Quinta, 4/4/2019 12:47.

Na manhã de hoje (4) a Polícia Civil relatou à imprensa mais detalhes sobre o assassinato da advogada Lucimara Stasiak, 30 anos, morta pelo namorado e também advogado Paulo de Carvalho Souza, 42 anos. Ele está preso preventivamente por feminicídio, sujeito à pena é de 12 a 30 anos, além  do agravante de ocultação de cadáver. 

O laudo do Instituto Geral de Perícias (IGP) comprovou que Lucimara foi morta com 14 facadas, principalmente na área torácica e no abdômen. Ela possuía marcas no pescoço, mas que não indicam sinal de asfixia, além de um ferimento na testa. Havia ainda ferimentos nos braços da advogada, indicando que ela tentou se defender.
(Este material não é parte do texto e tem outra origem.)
PR #3048, opened 2020-07-28
Consent service: Transform emails to lowercase

adamledwards:
### Description of change

A bug was resolved that resulted in emails stored in mixed casing was not found by the consent service. This is because the consent service will transform saved data into lowercase. With this fix datahub will transform the emails to lowercase when performing a lookup.

### Checklist

  <details>
  
  </details>
  
  <details>
  
  </details>

### General points

<details>

</details>

### DIFF
--- a/datahub/company/consent.py
+++ b/datahub/company/consent.py
@@ -44,6 +44,22 @@ class ConsentAPIConnectionError(ConsentAPIException):
     """
 
 
+class CaseInsensitiveDict(dict):
+    """Inherit dict class to make keys case insitive."""
+
+    def __setitem__(self, key, value):
+        """Tranform key to lower case when setting an item."""
+        super().__setitem__(key.lower(), value)
+
+    def __getitem__(self, key):
+        """Tranform key to lower case when getting an item."""
+        return super().__getitem__(key.lower())
+
+    def get(self, key, default=False):
+        """Tranform key to lower case when getting an item using a dict get method."""
+        return super().get(key.lower(), default)
+
+
 def _get_client():
     """
     Get configured API client for the consent service,
@@ -88,7 +104,7 @@ def update_consent(email_address, accepts_dit_email_marketing, modified_at=None)
         'consents': [
             CONSENT_SERVICE_EMAIL_CONSENT_TYPE,
         ] if accepts_dit_email_marketing else [],
-        'email': email_address,
+        'email': email_address.lower(),
     }
 
     if modified_at:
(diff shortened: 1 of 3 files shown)


ambrozic:
Could email values ever be an invalid string or of a non-string type? Should we check for validity or are we fine with errors in this cases?

adamledwards:
@ambrozic there is frontend and DRF validation and we are using the EmailField Django model. There are some records that was imported and did bypass the validation. But we catch 400 error from the consent service

datahub/company/consent.py
```diff
@@ -44,6 +44,18 @@ class ConsentAPIConnectionError(ConsentAPIException):
...
 
 
+class ConsentMapping:
+    """Class around dict to transform keys to lowercase for the consent service."""
+
+    def __init__(self, results):
+        """Initialise the readonly storage class with consent data."""
+        self._storage = results
+
+    def get(self, key, default=False):
```
mcbhenwood, line 54: If you extended the `dict` class and overrode special methods `__setitem__` and `__getitem__` you could do away with this `get()` method and the need for the `self._storage` too:
```
class ConsentMapping(dict):
    def __setitem__(self, key, value):
        super().__setitem__(key.lower(), value)
    def __getitem__(self, key):
        return super().__getitem__(key.lower())
```
Then
```
d = ConsentMapping()
d['FOO@fOo.cOm'[ = 'hiya'
assert d['foo@foo.com'] = 'hiya'
```

datahub/company/consent.py
```diff
@@ -88,7 +100,7 @@ def update_consent(email_address, accepts_dit_email_marketing, modified_at=None)
         'consents': [
             CONSENT_SERVICE_EMAIL_CONSENT_TYPE,
         ] if accepts_dit_email_marketing else [],
-        'email': email_address,
+        'email': email_address.lower(),
```
mcbhenwood, line 103: In my override `dict` suggestion, you wouldn't need this

datahub/company/consent.py
```diff
@@ -106,9 +118,32 @@ def get_many(emails):
...
+                "created_at": "2020-07-27T11:54:51.874350Z",
+                "current": true
+                }
+            ]
+        }
+    }
     """
     body = {
-        'emails': emails,
+        'emails': [email.lower() for email in emails],
```
mcbhenwood, line 146: see comment about overriding `dict`, this would go

datahub/company/consent.py
adamledwards: I was doing some reading on this before I came to my solution. 
In the codebase the consent service is using python Dictionary get() method

```python
d = ConsentMapping()
d['FOO@fOo.cOm']= 'hiya'
assert d['foo@foo.com'] == 'hiya'

assert d.get('foo@foo.com') == 'hiya' #AssertionError

```
This is my thoughts behind the wrapper I implemented.

adamledwards: I will also implement the get method too actually

datahub/company/consent.py
adamledwards: same with this 
The lower is still needed for outbound request. The dict also transforms the keys not the value and because this is a list I want to avoid type checking in the custom dict class.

O apartamento do casal, na rua 3.150, ainda está sendo periciado, mas já foi informado que o ar-condicionado estava na temperatura mínima para preservar o corpo e havia sangue na cama e no chão. Paulo teria ainda passado produtos de limpeza em Lucimara, para tentar conter o cheiro, já que o corpo estava se decompondo.

O delegado responsável pelo caso, Ícaro Freitas, disse não acreditar que Paulo tenha transtorno mentais. “Ele mentiu e se contradisse muito. Quando os vizinhos questionaram onde a Lucimara estava, antes de chamar a Polícia Militar, ele disse que ela estava em Blumenau, que estava tudo bem. Chegou a passar um número de telefone falso também. Só não entendemos porque ele ficou tanto tempo com o corpo, talvez para ver o que faria”, explicou.

Os vizinhos também informaram à polícia que Paulo ficou com o chuveiro ligado por mais de 10 horas – para tentas escoar o sangue.

“Os moradores do prédio ouviram gritos na quinta-feira. Ele confessou que a matou, mas informalmente. Ele disse muitas coisas, inclusive que se algum policial entrasse no apartamento ele se jogaria e levaria um junto. Citou que estava armado, mas também era blefe”, contou.

Chegou até a polícia também a informação de que o advogado já havia tentado se matar em outra ocasião.Foi encontrada no apartamento uma receita para antidepressivos.

“Mas isso não é motivo para ele ter cometido o crime. As escritas em que ele citou as borboletas, aranhas e outras ‘visões’ são recentes, e não sabemos se nada disso é verdade. Eram muitos dizeres desconexos”, acrescentou.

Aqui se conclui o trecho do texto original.